*** EXERCISE DATA ***

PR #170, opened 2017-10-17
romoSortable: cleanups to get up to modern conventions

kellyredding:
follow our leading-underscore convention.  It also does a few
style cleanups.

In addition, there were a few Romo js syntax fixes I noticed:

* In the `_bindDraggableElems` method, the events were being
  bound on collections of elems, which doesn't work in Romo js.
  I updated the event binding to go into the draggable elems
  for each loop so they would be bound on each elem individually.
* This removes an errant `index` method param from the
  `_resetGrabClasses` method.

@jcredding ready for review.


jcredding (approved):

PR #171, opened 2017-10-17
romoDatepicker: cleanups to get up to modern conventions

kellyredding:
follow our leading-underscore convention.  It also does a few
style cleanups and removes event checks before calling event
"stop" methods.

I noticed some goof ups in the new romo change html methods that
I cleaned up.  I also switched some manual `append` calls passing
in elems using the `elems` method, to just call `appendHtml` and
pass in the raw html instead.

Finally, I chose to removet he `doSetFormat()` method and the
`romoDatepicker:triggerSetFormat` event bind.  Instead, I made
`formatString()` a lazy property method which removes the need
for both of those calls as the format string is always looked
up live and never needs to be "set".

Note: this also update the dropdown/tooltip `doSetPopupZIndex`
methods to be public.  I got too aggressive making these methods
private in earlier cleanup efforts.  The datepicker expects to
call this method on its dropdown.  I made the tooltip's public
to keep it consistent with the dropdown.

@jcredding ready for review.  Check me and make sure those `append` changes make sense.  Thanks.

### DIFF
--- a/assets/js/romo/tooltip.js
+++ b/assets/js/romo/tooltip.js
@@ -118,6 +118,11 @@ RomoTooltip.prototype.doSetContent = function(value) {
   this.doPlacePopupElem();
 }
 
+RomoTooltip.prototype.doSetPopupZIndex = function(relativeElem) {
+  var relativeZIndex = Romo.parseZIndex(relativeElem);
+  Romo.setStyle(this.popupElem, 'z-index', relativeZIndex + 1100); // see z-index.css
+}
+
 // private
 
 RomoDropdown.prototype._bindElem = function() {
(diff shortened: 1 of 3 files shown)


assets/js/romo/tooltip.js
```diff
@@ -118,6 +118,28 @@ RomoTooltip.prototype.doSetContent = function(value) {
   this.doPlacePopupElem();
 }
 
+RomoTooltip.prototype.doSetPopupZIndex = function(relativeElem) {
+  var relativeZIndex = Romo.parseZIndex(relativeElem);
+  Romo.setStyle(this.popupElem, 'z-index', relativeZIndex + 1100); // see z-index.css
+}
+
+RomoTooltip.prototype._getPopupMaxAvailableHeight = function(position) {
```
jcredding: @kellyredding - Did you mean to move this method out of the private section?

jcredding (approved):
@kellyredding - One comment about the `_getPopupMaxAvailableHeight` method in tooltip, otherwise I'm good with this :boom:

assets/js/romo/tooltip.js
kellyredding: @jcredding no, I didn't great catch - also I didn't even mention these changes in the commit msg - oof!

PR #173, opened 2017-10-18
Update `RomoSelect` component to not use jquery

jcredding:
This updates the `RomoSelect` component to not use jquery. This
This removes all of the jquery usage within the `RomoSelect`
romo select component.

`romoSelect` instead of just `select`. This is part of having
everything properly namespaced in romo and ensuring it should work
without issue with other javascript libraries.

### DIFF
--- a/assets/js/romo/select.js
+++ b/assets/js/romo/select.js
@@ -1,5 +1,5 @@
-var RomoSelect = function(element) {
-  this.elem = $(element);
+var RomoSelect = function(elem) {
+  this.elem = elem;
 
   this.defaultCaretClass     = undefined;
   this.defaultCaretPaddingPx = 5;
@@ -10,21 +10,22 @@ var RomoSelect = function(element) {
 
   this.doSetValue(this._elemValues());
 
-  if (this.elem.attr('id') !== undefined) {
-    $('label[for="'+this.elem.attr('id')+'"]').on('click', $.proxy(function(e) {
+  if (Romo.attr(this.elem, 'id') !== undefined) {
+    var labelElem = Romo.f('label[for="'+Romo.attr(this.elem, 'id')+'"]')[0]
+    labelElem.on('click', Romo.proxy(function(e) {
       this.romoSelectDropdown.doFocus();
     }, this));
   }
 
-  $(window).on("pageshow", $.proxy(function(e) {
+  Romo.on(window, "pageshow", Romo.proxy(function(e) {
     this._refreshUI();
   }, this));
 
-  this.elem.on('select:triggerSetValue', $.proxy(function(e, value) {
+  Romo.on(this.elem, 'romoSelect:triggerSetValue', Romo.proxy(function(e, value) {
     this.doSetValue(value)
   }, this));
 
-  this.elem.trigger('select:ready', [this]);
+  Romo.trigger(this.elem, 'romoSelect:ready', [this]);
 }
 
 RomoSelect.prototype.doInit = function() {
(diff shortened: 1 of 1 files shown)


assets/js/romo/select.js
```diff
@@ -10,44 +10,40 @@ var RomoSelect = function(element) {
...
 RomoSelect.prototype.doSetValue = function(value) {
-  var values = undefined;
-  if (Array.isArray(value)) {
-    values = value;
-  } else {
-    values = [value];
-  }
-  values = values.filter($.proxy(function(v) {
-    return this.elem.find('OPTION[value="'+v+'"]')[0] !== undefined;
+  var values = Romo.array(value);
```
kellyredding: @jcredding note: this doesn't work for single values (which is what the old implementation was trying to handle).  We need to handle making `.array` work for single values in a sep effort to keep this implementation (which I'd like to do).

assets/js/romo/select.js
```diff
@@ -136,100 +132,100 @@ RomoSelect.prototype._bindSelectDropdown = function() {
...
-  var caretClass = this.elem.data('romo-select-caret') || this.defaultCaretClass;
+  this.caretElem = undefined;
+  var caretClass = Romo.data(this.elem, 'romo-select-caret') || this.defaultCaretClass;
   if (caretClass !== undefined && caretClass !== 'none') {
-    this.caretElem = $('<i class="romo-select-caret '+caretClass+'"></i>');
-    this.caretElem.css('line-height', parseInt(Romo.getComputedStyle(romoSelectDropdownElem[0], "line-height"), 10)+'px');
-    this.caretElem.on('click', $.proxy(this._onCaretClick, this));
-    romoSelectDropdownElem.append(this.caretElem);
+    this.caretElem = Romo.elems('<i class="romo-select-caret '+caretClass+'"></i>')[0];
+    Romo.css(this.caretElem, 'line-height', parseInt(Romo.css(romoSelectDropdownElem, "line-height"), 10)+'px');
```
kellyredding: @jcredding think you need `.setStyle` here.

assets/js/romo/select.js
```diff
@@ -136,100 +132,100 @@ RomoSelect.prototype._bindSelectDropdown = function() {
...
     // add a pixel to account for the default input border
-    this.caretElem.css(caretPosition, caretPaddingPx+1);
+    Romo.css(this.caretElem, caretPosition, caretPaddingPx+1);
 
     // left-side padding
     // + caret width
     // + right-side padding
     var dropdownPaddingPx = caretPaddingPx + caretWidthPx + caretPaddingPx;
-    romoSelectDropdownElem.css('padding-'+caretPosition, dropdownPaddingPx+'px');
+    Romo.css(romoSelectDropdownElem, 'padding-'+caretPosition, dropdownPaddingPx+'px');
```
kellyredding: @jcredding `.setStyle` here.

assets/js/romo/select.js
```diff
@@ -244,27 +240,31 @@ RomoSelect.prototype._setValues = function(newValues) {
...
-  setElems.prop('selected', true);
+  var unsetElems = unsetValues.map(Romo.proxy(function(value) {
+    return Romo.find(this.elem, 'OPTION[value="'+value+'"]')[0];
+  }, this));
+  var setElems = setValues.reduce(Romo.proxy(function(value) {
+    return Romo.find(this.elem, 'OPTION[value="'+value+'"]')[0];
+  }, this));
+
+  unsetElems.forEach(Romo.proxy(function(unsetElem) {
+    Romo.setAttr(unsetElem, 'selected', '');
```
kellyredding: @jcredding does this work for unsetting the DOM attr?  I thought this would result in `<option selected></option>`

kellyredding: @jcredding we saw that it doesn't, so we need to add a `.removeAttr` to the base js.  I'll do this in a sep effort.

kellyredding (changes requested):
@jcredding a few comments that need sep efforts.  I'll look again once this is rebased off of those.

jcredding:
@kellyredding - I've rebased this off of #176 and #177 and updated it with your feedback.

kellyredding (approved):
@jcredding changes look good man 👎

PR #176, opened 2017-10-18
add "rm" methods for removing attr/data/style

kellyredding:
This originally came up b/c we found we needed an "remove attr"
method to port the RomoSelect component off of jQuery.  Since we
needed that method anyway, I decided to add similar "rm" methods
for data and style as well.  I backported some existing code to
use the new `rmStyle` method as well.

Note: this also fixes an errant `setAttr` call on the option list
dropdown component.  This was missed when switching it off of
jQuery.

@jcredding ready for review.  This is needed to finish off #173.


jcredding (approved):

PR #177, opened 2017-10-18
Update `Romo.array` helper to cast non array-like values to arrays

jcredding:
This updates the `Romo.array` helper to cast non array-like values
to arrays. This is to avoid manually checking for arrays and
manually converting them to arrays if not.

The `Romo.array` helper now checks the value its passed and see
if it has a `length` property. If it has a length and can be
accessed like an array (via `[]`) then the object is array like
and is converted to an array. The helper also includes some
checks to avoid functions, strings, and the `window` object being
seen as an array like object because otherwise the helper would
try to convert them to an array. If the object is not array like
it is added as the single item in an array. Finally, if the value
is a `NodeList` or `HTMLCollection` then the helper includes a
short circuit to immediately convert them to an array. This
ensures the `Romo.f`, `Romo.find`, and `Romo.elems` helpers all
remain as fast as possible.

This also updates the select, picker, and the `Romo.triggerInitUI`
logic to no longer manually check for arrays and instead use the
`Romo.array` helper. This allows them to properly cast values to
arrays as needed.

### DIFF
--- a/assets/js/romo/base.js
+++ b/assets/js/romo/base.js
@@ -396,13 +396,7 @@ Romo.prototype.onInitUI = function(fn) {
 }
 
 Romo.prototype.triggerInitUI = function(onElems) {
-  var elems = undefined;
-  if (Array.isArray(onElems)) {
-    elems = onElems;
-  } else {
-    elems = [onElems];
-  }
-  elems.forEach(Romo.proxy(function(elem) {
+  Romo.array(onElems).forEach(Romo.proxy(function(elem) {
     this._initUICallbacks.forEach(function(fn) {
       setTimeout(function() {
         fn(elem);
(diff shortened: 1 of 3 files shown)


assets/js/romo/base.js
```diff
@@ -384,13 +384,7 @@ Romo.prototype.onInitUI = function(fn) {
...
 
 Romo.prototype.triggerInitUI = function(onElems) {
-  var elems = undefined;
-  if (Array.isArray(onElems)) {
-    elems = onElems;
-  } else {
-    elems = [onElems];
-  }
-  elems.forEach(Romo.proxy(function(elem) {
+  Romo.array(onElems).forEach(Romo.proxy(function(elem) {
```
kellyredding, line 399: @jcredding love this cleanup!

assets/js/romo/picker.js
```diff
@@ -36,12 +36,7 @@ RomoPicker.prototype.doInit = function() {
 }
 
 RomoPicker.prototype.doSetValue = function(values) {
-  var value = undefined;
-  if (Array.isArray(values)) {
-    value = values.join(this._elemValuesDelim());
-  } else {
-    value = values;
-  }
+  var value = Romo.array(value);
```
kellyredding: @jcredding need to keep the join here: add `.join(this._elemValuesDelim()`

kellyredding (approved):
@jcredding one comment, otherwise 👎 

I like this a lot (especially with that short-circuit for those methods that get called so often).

***

ABOUT THIS TASK
Please print exactly what appears from the first line of the data through the line with "I updated the", including both of those lines and nothing past them.

OUTPUT OF THE TASK
PR #170, opened 2017-10-17
romoSortable: cleanups to get up to modern conventions

kellyredding:
follow our leading-underscore convention.  It also does a few
style cleanups.

In addition, there were a few Romo js syntax fixes I noticed:

* In the `_bindDraggableElems` method, the events were being
  bound on collections of elems, which doesn't work in Romo js.
  I updated the event binding to go into the draggable elems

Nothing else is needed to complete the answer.